▶ [EXERCISE DESCRIPTION]
Lines from the one containing "Adds Opper (https://opper.ai)" through the last line of the data are to be repeated word for word, both ends included.

▶ [DATASET RECORDS]
PR #5114, opened 2026-08-20
Add opper provider

Felixkw12:
Adds Opper (https://opper.ai) — an EU-hosted AI gateway serving 700+ models from 30+ providers through an OpenAI-compatible endpoint at https://api.opper.ai/v3/compat. (Disclosure: I work at Opper.)

What's included

provider.toml — @ai-sdk/openai-compatible, OPPER_API_KEY
logo.svg (currentColor)
43 flagship models as base_model references (Anthropic, OpenAI, Gemini, xAI, Mistral, Moonshot, MiniMax, Meta, Perplexity)

Data sourcing

Pricing is mirrored from our public catalog endpoint GET /v3/compat/models (OpenAI models.list shape with per-token pricing and context length). Opper doesn't mark up provider token rates, so costs match upstream list prices.
reasoning_options were measured against POST /v3/compat/chat/completions on 2026-08-19: effort strings pass through to the upstream API unchanged, so each model carries its native set (details in the provider.toml comment). Budget-token values are not accepted on this surface.
The full live catalogue (612 models) is discoverable via /v3/compat/models; this PR curates current-generation flagships.

bun run validate passes locally.


providers/opper/provider.toml
```diff
@@ -0,0 +1,13 @@
+name = "Opper"
+env = ["OPPER_API_KEY"]
+npm = "@ai-sdk/openai-compatible"
```
rekram1-node, line 3: I dont see `interleaved` being set anywhere, normally it'd be `reasoning_content`

Felixkw12: thanks just fixed it!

▶ [ANSWER TO THIS TASK]
Adds Opper (https://opper.ai) — an EU-hosted AI gateway serving 700+ models from 30+ providers through an OpenAI-compatible endpoint at https://api.opper.ai/v3/compat. (Disclosure: I work at Opper.)

What's included

provider.toml — @ai-sdk/openai-compatible, OPPER_API_KEY
logo.svg (currentColor)
43 flagship models as base_model references (Anthropic, OpenAI, Gemini, xAI, Mistral, Moonshot, MiniMax, Meta, Perplexity)

Data sourcing

Pricing is mirrored from our public catalog endpoint GET /v3/compat/models (OpenAI models.list shape with per-token pricing and context length). Opper doesn't mark up provider token rates, so costs match upstream list prices.
reasoning_options were measured against POST /v3/compat/chat/completions on 2026-08-19: effort strings pass through to the upstream API unchanged, so each model carries its native set (details in the provider.toml comment). Budget-token values are not accepted on this surface.
The full live catalogue (612 models) is discoverable via /v3/compat/models; this PR curates current-generation flagships.

bun run validate passes locally.


providers/opper/provider.toml
```diff
@@ -0,0 +1,13 @@
+name = "Opper"
+env = ["OPPER_API_KEY"]
+npm = "@ai-sdk/openai-compatible"
```
rekram1-node, line 3: I dont see `interleaved` being set anywhere, normally it'd be `reasoning_content`

Felixkw12: thanks just fixed it!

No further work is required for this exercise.